• [Work task] Should a line in the entries below contain "releases", return that line.

• [Data for processing]
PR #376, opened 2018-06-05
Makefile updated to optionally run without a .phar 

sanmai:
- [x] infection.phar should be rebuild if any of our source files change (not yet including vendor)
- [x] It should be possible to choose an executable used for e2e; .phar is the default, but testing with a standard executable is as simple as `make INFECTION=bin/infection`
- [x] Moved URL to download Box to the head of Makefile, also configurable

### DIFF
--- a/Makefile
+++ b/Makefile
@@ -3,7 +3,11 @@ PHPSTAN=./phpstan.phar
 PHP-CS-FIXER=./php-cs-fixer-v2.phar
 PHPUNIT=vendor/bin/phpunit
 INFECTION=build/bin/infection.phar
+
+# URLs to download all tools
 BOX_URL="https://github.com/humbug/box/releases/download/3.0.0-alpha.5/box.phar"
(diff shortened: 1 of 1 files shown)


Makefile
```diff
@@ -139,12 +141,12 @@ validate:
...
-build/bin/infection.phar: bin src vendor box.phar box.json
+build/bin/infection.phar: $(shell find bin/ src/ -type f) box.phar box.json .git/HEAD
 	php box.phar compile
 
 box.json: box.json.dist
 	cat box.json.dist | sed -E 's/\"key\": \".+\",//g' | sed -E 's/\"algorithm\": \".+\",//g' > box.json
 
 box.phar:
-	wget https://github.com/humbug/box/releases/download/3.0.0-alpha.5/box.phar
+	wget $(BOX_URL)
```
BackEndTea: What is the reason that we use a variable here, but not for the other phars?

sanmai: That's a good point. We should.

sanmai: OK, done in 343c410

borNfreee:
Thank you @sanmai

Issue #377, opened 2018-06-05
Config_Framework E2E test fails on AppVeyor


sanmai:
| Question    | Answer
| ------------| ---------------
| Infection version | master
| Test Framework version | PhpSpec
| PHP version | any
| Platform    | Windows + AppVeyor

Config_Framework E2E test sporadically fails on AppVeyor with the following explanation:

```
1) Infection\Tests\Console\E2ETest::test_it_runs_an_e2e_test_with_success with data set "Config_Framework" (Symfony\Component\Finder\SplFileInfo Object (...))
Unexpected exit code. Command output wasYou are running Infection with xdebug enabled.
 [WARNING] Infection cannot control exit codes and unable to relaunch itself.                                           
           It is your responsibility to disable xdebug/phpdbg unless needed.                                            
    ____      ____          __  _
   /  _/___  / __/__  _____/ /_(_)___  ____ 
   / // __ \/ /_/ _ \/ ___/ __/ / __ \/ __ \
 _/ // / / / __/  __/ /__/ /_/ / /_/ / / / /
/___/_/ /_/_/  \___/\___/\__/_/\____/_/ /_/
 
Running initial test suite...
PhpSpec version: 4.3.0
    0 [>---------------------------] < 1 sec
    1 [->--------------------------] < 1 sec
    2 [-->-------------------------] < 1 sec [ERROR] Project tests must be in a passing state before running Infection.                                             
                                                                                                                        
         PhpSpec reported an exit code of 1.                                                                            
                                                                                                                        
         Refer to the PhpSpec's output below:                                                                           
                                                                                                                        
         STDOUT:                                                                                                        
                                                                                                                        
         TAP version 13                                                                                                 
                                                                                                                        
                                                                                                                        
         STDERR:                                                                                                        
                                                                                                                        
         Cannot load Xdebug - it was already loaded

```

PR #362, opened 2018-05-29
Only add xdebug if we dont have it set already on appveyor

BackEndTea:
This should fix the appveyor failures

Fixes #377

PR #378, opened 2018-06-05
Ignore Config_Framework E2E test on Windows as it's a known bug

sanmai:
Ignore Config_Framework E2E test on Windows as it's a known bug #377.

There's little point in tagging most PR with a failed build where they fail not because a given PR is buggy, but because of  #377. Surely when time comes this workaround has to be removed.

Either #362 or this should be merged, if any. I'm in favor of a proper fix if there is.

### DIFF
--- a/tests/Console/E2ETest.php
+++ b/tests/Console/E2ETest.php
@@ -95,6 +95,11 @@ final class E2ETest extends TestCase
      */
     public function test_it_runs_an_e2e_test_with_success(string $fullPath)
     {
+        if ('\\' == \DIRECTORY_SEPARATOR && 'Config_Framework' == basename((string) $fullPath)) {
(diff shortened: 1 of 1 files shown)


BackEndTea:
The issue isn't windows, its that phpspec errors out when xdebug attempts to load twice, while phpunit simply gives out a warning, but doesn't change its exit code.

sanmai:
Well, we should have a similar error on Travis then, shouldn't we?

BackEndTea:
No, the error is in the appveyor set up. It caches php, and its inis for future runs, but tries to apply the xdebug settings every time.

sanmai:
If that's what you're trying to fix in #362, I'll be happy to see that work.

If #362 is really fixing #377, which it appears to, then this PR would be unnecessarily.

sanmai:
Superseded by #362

• [Solved exercise]
 BOX_URL="https://github.com/humbug/box/releases/download/3.0.0-alpha.5/box.phar"
-	wget https://github.com/humbug/box/releases/download/3.0.0-alpha.5/box.phar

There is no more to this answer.